(What the task asks): Return the opening lines of the material, word for word. End with the line that contains "Resolves #318".

^^^^^^^^^^^^^^^^

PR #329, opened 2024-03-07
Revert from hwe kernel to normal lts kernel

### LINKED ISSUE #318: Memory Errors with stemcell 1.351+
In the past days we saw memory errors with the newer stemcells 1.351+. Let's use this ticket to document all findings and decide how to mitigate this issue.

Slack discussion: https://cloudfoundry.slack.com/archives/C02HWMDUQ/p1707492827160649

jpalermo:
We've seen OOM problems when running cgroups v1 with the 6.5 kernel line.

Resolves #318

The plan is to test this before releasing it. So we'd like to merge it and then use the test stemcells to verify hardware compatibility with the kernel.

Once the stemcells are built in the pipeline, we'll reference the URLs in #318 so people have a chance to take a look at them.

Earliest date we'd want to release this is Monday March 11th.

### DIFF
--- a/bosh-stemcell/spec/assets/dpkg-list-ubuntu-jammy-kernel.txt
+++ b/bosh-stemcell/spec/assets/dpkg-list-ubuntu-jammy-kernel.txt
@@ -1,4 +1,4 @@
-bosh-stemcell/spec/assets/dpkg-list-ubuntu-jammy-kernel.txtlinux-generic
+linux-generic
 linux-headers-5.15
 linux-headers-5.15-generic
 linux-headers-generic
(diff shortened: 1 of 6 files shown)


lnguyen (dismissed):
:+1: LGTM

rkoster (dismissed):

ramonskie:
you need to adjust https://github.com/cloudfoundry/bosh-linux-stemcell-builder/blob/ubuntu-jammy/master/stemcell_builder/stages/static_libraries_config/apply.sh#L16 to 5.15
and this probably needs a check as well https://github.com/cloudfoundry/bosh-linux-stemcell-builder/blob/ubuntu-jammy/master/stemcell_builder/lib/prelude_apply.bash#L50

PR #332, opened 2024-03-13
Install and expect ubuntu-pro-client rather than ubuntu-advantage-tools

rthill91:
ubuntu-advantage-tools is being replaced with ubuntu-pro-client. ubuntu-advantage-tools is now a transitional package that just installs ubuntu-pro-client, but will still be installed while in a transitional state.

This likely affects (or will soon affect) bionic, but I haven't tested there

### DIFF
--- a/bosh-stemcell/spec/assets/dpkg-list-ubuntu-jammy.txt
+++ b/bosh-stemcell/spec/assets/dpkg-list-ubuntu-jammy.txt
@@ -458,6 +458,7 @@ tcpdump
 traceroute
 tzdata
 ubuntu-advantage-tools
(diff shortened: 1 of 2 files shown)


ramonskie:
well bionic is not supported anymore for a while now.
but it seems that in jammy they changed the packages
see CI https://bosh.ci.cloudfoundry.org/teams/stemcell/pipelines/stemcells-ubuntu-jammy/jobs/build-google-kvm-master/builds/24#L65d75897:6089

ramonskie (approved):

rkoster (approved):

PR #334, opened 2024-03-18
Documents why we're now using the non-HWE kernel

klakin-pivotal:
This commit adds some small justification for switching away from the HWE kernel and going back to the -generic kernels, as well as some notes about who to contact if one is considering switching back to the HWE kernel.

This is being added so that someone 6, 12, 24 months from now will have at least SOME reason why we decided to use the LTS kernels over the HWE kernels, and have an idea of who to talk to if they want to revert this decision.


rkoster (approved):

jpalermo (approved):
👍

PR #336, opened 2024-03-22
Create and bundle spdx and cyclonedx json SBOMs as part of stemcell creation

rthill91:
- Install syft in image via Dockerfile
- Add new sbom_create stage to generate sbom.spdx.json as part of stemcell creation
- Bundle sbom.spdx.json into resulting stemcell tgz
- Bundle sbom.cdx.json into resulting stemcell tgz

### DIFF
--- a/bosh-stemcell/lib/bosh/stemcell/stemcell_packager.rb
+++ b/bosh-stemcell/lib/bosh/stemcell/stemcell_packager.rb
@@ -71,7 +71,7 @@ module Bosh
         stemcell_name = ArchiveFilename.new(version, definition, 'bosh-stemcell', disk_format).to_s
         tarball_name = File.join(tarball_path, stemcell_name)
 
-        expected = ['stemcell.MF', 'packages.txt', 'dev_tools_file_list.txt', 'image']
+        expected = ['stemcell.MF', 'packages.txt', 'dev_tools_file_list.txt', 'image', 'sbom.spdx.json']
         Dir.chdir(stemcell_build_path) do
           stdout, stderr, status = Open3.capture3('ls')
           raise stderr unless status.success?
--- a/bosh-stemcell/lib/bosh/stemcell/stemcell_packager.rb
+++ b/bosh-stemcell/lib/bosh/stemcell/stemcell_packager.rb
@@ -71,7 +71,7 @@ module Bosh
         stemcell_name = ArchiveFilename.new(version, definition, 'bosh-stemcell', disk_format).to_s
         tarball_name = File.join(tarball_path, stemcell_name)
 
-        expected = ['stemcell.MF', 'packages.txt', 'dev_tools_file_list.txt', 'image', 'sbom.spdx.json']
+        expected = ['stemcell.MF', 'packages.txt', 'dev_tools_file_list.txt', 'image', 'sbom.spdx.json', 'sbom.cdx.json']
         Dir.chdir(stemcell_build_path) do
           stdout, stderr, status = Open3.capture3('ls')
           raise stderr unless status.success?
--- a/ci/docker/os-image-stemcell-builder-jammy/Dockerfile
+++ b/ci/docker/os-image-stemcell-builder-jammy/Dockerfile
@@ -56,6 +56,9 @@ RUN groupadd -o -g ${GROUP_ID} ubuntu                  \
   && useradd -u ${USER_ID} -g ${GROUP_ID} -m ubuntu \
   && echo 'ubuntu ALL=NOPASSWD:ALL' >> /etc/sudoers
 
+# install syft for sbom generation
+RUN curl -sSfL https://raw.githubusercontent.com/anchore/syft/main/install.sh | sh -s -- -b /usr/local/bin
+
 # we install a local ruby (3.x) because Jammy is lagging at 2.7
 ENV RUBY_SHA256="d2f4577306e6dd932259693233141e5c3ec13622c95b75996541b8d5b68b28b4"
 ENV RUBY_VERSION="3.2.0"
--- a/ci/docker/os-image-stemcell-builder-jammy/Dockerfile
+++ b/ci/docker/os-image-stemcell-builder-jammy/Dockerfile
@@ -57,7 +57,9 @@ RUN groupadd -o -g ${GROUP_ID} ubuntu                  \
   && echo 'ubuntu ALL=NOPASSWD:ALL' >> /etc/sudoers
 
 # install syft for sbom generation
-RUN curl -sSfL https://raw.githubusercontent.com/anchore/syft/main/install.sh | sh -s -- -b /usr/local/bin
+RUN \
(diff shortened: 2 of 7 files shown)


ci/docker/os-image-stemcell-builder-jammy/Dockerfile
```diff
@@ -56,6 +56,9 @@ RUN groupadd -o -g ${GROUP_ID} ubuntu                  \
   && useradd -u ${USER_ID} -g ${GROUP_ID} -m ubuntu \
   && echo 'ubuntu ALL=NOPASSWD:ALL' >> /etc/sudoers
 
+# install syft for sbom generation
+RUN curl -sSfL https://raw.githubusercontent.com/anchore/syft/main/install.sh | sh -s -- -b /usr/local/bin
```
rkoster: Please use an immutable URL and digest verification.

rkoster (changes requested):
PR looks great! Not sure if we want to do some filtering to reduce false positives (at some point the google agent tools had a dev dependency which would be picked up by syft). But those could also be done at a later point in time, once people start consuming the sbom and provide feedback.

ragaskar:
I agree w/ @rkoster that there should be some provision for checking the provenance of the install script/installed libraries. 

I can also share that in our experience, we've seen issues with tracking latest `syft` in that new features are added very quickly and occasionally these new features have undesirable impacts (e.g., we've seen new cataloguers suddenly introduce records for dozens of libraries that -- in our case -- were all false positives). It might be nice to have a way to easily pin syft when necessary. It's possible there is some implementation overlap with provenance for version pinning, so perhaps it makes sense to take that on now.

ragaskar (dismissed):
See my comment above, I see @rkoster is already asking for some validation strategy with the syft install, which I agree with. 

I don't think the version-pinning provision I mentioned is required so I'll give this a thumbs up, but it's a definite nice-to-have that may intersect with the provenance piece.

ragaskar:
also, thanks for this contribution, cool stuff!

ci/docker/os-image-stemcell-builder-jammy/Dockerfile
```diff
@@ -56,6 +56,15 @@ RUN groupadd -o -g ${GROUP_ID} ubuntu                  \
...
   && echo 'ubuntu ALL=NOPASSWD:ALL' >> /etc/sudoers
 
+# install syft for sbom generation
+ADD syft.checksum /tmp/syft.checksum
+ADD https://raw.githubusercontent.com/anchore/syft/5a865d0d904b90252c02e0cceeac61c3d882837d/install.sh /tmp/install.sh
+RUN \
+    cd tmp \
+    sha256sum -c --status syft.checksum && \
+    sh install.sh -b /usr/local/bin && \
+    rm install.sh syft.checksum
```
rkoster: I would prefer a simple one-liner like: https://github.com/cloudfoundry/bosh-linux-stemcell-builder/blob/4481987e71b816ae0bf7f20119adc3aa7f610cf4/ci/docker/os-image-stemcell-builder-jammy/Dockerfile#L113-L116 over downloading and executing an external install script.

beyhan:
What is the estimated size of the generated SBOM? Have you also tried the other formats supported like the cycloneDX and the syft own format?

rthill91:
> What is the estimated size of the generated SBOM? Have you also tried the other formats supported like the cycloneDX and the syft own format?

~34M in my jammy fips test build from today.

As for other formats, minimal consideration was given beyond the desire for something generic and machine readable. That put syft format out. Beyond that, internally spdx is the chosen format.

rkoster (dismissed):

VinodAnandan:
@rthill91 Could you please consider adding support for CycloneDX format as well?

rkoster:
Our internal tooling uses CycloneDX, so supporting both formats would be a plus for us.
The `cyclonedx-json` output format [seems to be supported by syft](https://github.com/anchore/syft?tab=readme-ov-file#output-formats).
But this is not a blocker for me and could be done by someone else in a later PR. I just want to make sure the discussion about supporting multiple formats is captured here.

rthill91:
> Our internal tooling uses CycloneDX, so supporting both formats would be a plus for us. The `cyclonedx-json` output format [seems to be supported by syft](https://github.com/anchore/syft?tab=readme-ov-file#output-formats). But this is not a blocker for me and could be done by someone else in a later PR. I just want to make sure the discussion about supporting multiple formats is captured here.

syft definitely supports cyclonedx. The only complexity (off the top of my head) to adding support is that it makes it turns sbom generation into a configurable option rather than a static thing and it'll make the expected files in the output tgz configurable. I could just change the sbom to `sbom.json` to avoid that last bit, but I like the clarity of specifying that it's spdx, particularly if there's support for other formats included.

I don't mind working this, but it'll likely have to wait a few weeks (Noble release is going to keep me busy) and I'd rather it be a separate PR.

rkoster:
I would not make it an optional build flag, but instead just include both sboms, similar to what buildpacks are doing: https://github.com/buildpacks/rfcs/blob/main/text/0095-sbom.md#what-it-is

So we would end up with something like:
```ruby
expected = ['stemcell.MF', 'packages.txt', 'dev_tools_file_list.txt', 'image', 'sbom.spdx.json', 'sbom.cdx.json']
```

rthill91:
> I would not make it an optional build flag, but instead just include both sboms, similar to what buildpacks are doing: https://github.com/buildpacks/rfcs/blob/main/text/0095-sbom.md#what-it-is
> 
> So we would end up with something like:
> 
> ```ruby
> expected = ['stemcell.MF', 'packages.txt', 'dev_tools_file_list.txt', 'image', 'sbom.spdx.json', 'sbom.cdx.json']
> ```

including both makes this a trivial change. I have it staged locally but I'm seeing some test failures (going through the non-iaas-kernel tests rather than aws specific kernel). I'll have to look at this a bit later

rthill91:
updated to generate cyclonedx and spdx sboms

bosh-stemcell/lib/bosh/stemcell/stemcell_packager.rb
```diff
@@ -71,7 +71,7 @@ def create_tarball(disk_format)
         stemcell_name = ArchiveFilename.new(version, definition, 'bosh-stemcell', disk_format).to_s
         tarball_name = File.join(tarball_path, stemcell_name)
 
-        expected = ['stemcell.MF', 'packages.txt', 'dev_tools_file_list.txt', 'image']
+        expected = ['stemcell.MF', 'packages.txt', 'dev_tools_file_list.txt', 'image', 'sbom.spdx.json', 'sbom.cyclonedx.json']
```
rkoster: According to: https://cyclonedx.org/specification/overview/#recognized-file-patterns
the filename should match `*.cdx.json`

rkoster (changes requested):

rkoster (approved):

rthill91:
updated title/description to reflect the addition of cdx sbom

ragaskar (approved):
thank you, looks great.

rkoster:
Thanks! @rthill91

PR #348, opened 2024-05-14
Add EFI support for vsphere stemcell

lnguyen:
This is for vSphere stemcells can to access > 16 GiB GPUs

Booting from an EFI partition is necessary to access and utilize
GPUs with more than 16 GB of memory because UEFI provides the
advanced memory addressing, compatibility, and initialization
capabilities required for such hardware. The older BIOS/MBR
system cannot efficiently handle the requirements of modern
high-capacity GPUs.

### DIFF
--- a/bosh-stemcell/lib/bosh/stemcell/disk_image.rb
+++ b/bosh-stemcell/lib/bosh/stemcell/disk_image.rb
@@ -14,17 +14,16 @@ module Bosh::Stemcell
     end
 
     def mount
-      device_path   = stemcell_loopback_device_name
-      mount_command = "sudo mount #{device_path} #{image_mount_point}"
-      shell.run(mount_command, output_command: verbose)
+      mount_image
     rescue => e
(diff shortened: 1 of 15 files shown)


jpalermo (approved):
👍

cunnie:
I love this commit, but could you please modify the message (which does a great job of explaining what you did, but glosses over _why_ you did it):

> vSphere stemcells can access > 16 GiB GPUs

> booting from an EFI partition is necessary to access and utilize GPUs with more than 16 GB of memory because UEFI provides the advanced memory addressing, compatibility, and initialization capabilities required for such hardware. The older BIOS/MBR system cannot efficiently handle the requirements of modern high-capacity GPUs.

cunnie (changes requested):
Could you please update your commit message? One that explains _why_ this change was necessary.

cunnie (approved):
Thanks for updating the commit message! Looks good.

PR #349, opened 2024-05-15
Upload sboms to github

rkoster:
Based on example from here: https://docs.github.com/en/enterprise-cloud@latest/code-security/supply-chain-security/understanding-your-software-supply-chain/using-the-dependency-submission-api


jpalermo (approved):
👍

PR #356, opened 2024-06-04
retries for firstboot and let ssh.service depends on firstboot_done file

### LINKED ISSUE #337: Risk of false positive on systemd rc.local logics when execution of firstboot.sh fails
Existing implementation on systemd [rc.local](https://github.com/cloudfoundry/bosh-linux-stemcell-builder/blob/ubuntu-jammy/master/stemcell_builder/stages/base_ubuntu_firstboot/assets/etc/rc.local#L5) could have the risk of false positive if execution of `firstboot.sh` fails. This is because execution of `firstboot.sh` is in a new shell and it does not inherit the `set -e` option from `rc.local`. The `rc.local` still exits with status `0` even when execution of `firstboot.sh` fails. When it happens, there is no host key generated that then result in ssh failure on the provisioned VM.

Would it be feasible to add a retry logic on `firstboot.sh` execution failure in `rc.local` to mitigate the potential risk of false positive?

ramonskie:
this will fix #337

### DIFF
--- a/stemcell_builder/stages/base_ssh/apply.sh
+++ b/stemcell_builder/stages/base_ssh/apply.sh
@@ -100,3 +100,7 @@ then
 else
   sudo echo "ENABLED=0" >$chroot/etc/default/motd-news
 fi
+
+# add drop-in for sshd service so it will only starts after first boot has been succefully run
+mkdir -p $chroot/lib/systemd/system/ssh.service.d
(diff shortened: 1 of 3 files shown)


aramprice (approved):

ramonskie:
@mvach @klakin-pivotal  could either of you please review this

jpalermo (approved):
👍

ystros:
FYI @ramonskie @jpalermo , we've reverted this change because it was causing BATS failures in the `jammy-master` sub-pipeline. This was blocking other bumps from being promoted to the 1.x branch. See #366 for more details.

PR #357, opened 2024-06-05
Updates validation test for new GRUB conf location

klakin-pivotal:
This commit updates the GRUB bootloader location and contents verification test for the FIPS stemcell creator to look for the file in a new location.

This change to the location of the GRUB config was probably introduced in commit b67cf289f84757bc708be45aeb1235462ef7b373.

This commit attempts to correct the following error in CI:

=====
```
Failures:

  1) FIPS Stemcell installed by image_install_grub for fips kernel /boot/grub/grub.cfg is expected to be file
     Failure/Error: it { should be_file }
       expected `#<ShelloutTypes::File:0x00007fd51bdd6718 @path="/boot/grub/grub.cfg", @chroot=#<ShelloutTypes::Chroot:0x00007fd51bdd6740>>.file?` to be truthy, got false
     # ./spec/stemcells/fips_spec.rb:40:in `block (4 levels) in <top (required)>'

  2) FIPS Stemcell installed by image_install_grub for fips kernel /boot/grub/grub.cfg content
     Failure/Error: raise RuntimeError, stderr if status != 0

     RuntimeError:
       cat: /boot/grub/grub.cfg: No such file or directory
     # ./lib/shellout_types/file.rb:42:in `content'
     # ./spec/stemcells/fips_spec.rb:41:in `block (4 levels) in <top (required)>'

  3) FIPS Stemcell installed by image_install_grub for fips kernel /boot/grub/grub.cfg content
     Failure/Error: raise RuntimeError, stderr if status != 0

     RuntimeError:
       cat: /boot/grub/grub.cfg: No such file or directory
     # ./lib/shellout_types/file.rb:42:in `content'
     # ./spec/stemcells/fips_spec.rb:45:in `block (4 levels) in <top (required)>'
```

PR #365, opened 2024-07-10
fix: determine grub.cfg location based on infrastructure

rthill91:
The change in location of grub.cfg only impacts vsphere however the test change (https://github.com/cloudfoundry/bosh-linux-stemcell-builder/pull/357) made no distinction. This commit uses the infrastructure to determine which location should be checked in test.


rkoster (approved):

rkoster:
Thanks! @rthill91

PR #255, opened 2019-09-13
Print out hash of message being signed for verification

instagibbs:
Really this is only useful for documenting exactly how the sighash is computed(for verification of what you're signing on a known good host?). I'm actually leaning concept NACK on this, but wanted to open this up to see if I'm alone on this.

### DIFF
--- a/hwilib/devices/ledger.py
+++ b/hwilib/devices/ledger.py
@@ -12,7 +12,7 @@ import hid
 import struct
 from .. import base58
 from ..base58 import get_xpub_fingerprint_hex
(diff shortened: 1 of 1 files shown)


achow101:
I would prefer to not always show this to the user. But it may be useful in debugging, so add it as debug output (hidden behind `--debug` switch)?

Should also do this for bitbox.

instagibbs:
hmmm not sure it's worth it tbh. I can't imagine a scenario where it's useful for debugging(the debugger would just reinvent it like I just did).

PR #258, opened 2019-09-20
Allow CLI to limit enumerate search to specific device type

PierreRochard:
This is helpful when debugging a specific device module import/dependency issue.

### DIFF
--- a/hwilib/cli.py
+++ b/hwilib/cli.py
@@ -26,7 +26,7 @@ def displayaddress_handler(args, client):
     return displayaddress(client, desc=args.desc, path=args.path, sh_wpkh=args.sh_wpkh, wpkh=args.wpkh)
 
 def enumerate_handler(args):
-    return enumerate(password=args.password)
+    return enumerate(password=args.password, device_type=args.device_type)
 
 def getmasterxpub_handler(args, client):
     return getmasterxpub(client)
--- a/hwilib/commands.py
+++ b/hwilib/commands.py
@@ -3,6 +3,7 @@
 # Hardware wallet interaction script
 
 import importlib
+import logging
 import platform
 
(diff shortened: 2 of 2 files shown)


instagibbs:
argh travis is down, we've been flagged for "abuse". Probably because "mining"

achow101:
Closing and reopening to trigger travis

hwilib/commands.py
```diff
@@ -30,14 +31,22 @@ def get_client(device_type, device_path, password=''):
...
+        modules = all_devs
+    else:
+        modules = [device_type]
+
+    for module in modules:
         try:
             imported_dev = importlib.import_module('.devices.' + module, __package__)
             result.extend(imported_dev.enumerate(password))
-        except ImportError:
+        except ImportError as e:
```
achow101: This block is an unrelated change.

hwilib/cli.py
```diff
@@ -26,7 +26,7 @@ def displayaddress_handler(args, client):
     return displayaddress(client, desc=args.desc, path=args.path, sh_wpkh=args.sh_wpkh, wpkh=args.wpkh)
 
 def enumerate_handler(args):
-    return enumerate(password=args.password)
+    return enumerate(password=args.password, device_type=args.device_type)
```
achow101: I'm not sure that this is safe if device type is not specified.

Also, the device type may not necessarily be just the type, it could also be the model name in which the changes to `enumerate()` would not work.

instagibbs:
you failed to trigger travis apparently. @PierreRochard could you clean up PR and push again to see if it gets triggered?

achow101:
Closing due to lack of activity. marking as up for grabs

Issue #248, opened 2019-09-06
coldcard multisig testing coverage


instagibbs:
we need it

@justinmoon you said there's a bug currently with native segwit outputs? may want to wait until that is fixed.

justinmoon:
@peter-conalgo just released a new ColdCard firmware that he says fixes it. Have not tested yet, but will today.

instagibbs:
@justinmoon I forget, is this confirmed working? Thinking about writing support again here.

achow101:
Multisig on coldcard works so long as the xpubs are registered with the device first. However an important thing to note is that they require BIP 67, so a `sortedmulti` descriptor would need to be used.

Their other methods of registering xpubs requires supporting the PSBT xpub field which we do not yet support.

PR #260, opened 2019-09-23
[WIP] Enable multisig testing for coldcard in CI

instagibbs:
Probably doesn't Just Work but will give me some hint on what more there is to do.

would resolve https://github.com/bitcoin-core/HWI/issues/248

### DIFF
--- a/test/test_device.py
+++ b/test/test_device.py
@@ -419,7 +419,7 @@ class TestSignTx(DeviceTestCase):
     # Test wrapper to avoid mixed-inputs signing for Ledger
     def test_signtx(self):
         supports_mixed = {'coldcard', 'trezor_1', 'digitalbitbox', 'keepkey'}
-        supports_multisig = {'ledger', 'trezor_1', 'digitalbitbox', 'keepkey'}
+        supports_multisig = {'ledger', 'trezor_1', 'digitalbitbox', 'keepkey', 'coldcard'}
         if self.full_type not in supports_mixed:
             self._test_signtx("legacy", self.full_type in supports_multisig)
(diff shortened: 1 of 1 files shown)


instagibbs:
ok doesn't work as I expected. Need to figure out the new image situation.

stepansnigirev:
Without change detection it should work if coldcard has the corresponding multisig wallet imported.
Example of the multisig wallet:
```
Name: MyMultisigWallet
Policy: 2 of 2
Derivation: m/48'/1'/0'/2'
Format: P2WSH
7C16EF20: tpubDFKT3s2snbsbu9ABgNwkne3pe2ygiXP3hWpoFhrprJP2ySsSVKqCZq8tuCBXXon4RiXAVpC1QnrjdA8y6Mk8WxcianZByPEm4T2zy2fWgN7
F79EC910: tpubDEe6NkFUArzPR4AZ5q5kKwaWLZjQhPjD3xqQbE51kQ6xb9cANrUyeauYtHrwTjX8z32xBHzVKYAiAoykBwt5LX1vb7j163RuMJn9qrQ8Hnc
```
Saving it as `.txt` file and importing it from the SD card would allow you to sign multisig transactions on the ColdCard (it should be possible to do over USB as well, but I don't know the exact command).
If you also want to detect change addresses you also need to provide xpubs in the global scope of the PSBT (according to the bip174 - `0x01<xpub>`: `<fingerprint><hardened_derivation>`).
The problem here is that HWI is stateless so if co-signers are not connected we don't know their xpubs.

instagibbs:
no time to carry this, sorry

^^^^^^^^^^^^^^^^

(Solution below):
PR #329, opened 2024-03-07
Revert from hwe kernel to normal lts kernel

### LINKED ISSUE #318: Memory Errors with stemcell 1.351+
In the past days we saw memory errors with the newer stemcells 1.351+. Let's use this ticket to document all findings and decide how to mitigate this issue.

Slack discussion: https://cloudfoundry.slack.com/archives/C02HWMDUQ/p1707492827160649

jpalermo:
We've seen OOM problems when running cgroups v1 with the 6.5 kernel line.

Resolves #318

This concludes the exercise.